Like many people, I find that social media can be my Achilles’ heel, so I try to stay especially vigilant over how I use it. I’m not immune to the occasional diversionary scroll through Facebook or Twitter, but I try to recognize when my likes and shares have become mindless, and that’s my cue to log off. I almost never watch TV news. Even with the probable Russian use of social media to manipulate our last election, I believe the cable networks and caustic entertainer-pundits on both wings of the political spectrum bear large responsibility for our divided, dysfunctional culture.

I know that sometimes it’s useful to shake up my routine even more, so a few times a year, I try to unplug from the news as completely as I can. I did so this spring while volunteering in a remote part of Scotland where what little power we had—all wind and solar—was used to heat water and cook food, not charge electronics. Using a rare wi-fi connection to check in with my sweetheart before my phone’s battery wore down, I still managed to hear about James Paxton’s no-hitter for the Seattle Mariners. But otherwise, I was able to live without knowing any news at all for more than a week.

The upshot of this media rationing is that I am a far happier person than I was when I was immersed in politics. I look forward to updates on Erik Hagerman’s Midwestern version of Walden Pond; I may even want to visit it someday. Yet as wrenching as it can be to see the hard news we get every day, I don’t want to miss the signs of hope, like teens rising up against gun violence and advances against poverty, war, and disease.

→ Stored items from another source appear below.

PR #3373, opened 2024-02-12
uops flop counter

geohot:
Annoying, needs more tests, but way better for WINO and probably a prerequisite for multi output kernels.


tinygrad/device.py
```diff
@@ -49,9 +50,10 @@ def exec(self, rawbufs:List[Buffer], var_vals:Optional[Dict[Variable, int]]=None
   def __call__(self, rawbufs:List[Buffer], var_vals:Dict[Variable, int], wait=False, jit=False) -> Optional[float]:
     raise NotImplementedError("override this")
 
-def update_stats(name:str, op_estimate:sint, mem_estimate:int, var_vals: Optional[Dict[Variable, int]], et: Optional[float], buf_count:int, jit=False, num_kernels=1, lra: Optional[Dict]=None, device:str="", first_run=False):  # noqa: E501
+def update_stats(name:str, op_estimate:sint, mem_estimate:sint, var_vals: Optional[Dict[Variable, int]], et: Optional[float], buf_count:int, jit=False, num_kernels=1, lra: Optional[Dict]=None, device:str="", first_run=False):  # noqa: E501
   if var_vals is None: var_vals = {}
   op_estimate = sym_infer(op_estimate, var_vals)
+  mem_estimate = sym_infer(mem_estimate, var_vals)
```
chenyuxyz, line 56: i think memory should be `int` given that it always allocates an `int` amount of memory even for symbolic size buffer. Like in llama with MAX_CONTEXT = 4096, even if it only generates one token, we want to report memory allocated to the len 4096 kv caches

geohot: This isn't memory allocated, this is memory accessed. GB/s, not GB

PR #3375, opened 2024-02-12
do not truncate float64 precision

### LINKED ISSUE #3304: exp loses precision
When I do exp on a tensor with float64 dtype the result has only around 7-8 digits of precision instead of the around 15-16 expected:

```python
import math

val = 2.1
res = Tensor([val], dtype=dtypes.float64, device="cuda").exp().numpy()[0]
print(f"{res:.16f}")
print(f"{math.exp(val):.16f}")
```

It prints out 
```python
8.1661696836332265
8.1661699125676517
```

The kernel is
```cuda
extern "C" __global__ void E_(double* data0, const double* data1) {
  double val0 = data1[0];
  data0[0] = exp2((val0*(double)(1.4426950408889634f)));
}
```
In the kernel the f at the end of the 1.4426... converts it to a float, losing precision. Without the f the result would be with proper precision.

zku:
fixes #3304

before:
```
$ ipython3 -c "import tinygrad; from tinygrad.dtype import dtypes; tinygrad.Tensor([0.12345678901234567], dtype=dtypes.float64).exp2().numpy().item()"
Out[1]: 1.089341869369704
```

after:
```
$ ipython3 -c "import tinygrad; from tinygrad.dtype import dtypes; tinygrad.Tensor([0.12345678901234567], dtype=dtypes.float64).exp2().numpy().item()"
Out[1]: 1.0893418703580051
```

reference (numpy, same as after):
```
$ ipython3 -c "import numpy as np; np.exp2(np.asarray([0.12345678901234567], dtype=np.float64)).item()"
Out[1]: 1.0893418703580051
```

### DIFF
--- a/tinygrad/renderer/cstyle.py
+++ b/tinygrad/renderer/cstyle.py
@@ -46,7 +46,7 @@ class CStyleLanguage(NamedTuple):
   def render_const(self, x:Union[float,int,bool], var_dtype) -> str:
     if math.isnan(x): val = "NAN"
     elif math.isinf(x): val = ("-" if x < 0 else "") + "INFINITY"
-    else: val = f"{float(x)}" if dtypes.is_float(var_dtype) else f"{int(x)}" if dtypes.is_int(var_dtype) else f"{bool(x)}".lower()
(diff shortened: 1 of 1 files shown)


geohot:
Tests failing

zku:
> Tests failing

Thanks! Working on it.

geohot:
Err, why is this 'l'?

geohot:
Closing, this doesn't make sense.

PR #3383, opened 2024-02-13
(proposal) dynamic cstyle prekernel

Qazalin:
I think DEBUG=4 has become almost unreadable for HIP, and we render WMMA functions when we don't need to.
This PR generates the prekernel based on uops and buf dtypes.


Qazalin:
If the line count change is acceptable I'll break this into 3 PRs for review:
- delete `half_prekernel`
- Metal and HIP WMMA renders
- The rest of HIP (boilerplate, dtypes)

Qazalin:
closing this in favour of the smaller PRs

This balanced approach extends to my activism. I’m no longer organizing or agitating or marching on a regular basis, but I still vote. When I had the chance to sign a petition to seek a vote on universal health care in Washington, I did so gladly and thanked the nurse who was gathering signatures. When the state legislature tried to close public records, I joined the legions of people urging the governor’s veto.

I’m glad I no longer marinate in the news and the woes of the world the way I once did. I won’t go off the grid; I’ve simply decided to resist information saturation and emotional overload, knowing the great world will spin on without my engagement in every issue.